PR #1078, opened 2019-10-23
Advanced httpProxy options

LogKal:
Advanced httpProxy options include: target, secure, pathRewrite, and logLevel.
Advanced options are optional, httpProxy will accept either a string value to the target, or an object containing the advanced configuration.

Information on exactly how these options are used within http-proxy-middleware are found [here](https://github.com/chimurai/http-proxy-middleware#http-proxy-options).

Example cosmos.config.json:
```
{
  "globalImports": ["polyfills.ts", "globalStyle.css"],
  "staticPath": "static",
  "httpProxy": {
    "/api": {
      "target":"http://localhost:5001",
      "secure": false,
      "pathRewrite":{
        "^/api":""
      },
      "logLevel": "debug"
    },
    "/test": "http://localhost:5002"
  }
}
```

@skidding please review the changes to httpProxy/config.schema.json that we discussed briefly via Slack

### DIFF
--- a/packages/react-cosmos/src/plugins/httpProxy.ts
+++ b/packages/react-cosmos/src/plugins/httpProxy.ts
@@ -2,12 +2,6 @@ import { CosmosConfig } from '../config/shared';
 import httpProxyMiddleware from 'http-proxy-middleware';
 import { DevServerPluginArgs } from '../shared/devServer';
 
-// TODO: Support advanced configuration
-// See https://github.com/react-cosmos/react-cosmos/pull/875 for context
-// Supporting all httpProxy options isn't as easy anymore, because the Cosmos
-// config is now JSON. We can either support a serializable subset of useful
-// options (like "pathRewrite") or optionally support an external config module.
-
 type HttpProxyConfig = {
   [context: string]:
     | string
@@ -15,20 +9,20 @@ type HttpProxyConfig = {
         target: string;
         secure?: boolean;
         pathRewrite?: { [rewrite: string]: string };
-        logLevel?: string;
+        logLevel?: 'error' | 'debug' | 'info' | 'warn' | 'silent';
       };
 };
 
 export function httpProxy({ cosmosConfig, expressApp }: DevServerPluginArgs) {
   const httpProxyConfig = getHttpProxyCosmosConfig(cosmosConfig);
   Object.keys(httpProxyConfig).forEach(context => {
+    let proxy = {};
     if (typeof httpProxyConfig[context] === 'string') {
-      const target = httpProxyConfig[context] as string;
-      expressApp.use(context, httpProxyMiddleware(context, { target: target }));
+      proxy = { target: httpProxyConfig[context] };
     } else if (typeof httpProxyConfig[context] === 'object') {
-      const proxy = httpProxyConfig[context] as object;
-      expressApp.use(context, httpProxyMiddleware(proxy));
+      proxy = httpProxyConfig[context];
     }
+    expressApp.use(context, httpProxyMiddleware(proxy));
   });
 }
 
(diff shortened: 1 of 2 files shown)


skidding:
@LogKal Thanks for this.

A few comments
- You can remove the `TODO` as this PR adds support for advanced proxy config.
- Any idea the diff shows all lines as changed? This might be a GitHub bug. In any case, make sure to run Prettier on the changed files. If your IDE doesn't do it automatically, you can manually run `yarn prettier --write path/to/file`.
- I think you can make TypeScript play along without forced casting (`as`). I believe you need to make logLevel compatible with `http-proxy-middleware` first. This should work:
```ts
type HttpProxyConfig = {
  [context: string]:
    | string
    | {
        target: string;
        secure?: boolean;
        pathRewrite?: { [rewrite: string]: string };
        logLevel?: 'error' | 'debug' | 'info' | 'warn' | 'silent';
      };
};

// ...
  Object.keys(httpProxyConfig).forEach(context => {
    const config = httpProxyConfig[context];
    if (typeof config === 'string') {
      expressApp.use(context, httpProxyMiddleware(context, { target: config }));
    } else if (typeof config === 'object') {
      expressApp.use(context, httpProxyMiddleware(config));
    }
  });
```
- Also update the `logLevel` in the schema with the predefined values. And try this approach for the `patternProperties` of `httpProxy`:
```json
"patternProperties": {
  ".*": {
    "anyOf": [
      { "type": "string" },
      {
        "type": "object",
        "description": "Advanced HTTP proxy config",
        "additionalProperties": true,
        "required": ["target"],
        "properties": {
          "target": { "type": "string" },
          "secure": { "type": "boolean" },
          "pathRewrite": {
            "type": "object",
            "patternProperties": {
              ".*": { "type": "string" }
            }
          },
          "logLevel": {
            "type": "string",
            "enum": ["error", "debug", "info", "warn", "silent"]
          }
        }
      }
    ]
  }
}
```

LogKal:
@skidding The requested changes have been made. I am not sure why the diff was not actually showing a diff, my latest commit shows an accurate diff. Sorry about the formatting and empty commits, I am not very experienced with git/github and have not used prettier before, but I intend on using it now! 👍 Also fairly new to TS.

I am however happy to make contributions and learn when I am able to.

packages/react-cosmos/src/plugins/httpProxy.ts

--

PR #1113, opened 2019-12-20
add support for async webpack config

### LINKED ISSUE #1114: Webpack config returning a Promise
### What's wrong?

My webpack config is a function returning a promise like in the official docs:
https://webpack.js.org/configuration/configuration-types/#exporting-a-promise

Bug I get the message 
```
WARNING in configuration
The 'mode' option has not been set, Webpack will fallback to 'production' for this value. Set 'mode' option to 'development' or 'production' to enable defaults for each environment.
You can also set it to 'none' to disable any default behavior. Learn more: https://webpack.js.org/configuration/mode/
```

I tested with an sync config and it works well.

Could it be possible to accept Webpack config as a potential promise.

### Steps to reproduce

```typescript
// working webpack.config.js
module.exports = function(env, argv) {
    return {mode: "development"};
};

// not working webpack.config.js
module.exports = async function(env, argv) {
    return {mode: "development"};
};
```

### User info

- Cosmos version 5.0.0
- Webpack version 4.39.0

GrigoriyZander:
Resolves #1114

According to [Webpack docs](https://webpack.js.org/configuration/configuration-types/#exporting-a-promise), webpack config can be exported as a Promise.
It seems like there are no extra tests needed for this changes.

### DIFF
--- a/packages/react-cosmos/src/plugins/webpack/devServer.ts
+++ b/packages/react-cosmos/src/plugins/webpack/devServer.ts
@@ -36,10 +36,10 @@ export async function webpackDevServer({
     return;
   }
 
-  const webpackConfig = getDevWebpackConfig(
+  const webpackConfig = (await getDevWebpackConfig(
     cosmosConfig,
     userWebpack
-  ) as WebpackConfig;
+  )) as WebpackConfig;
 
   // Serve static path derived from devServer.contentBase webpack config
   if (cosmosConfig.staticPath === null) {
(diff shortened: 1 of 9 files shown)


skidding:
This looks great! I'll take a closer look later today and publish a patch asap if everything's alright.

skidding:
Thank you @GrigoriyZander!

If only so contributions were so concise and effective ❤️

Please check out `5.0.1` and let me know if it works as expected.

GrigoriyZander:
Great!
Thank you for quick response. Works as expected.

--

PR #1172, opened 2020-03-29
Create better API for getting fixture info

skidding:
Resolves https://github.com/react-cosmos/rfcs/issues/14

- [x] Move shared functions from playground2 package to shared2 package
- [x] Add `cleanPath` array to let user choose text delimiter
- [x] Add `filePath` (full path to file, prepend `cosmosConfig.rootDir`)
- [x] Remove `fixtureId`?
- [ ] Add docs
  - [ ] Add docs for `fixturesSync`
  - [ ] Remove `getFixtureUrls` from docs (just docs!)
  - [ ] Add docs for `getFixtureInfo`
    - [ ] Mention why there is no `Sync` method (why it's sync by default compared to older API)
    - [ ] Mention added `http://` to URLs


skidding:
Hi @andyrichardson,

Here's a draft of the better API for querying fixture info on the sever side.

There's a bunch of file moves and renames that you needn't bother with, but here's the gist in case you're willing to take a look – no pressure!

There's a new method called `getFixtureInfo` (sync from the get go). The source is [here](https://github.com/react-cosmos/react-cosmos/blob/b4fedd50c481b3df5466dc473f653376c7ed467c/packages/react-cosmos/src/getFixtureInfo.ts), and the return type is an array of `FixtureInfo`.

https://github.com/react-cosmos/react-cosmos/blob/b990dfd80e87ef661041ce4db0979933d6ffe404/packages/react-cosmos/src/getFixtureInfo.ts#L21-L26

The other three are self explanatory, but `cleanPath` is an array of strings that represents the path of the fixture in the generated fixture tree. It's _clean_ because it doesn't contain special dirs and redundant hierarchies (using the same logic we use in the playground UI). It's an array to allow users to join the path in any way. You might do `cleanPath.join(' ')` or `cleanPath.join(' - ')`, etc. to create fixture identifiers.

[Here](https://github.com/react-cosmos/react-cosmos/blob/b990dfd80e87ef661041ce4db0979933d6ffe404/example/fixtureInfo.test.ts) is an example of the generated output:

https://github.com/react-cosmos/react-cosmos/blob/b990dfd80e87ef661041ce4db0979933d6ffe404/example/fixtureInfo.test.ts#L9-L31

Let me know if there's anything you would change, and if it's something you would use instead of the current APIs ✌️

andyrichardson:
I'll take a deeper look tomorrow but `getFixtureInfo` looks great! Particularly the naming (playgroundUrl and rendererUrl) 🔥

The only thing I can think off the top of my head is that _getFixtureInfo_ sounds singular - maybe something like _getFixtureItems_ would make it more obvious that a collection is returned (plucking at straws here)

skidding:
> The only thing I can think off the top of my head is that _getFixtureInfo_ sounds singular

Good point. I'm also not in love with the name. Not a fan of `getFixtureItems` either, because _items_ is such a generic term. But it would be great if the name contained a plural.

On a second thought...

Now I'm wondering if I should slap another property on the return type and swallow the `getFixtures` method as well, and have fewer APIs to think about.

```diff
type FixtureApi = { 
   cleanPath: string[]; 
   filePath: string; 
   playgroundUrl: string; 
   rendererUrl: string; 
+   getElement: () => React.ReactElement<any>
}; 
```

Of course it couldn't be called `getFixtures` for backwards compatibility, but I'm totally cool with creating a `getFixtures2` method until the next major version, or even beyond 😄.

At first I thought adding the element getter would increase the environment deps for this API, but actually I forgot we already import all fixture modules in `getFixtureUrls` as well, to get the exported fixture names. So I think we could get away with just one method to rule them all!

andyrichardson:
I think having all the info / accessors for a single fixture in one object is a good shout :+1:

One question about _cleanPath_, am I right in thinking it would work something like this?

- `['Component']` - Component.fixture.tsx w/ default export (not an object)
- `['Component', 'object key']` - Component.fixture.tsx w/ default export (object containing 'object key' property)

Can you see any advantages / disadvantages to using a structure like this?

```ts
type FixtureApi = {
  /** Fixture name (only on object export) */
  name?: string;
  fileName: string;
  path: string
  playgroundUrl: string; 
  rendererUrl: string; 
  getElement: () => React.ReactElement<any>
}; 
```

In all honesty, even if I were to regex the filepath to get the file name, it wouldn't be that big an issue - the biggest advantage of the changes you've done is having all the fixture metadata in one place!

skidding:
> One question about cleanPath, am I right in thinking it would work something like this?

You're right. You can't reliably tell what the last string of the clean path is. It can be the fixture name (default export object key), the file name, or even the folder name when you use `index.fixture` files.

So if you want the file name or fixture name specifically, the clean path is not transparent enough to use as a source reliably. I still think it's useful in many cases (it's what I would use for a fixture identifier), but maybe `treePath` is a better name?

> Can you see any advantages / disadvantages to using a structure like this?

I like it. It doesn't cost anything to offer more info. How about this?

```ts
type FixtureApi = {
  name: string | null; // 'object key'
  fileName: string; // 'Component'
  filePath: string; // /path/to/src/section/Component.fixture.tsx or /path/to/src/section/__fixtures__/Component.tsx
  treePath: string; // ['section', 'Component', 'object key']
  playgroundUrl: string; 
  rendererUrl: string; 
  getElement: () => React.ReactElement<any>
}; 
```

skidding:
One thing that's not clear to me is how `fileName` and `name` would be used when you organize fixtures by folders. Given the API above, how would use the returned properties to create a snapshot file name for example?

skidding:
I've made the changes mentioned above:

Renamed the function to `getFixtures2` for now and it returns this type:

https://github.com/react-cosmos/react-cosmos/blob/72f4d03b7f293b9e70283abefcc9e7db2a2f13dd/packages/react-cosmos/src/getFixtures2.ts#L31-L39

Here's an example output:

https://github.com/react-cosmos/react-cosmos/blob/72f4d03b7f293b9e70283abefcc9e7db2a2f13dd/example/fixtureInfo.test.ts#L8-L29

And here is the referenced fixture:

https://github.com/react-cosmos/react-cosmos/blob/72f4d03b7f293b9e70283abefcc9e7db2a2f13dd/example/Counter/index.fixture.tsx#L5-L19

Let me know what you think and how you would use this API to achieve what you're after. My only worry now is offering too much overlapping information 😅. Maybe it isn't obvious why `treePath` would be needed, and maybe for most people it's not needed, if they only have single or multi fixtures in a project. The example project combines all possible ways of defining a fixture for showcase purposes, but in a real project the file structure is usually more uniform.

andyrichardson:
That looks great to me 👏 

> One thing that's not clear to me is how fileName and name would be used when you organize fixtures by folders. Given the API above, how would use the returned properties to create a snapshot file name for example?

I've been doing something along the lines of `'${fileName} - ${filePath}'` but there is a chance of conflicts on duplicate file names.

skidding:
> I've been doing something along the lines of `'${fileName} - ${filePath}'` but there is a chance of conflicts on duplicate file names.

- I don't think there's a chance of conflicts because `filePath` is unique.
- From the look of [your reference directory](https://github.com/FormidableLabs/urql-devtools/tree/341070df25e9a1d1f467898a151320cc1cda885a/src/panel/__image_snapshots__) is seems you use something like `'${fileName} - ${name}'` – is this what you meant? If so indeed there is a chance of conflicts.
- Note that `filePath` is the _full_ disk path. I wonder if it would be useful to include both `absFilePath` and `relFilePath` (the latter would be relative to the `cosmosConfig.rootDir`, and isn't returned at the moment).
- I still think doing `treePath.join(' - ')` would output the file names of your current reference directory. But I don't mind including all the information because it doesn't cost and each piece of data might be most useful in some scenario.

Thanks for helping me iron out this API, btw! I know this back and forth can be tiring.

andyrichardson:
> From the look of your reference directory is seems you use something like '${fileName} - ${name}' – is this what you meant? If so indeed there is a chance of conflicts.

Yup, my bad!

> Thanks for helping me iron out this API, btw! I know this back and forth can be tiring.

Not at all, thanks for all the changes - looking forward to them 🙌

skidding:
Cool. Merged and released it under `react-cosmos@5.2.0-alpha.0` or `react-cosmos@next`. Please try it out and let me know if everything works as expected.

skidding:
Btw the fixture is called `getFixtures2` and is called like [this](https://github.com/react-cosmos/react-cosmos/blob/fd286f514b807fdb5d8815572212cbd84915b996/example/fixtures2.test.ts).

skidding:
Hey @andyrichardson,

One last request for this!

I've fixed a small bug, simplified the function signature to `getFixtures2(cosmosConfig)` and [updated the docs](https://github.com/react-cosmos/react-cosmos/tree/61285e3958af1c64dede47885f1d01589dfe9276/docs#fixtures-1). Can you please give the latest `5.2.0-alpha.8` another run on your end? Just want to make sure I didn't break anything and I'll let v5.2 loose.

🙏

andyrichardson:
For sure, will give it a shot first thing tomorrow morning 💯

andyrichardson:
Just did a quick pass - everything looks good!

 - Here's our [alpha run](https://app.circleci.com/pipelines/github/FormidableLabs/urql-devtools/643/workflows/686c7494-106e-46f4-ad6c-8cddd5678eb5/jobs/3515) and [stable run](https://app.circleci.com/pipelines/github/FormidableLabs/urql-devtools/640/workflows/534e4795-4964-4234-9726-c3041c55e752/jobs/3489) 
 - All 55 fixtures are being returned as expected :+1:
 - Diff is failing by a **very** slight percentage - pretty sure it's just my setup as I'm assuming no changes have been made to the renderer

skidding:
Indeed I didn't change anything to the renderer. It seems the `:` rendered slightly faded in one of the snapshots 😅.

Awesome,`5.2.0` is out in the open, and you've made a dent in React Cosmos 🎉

◆ Problem to work on:
For each line in the records that holds "async", show that line as it stands.

◆ Solution:
add support for async webpack config
module.exports = async function(env, argv) {
@@ -36,10 +36,10 @@ export async function webpackDevServer({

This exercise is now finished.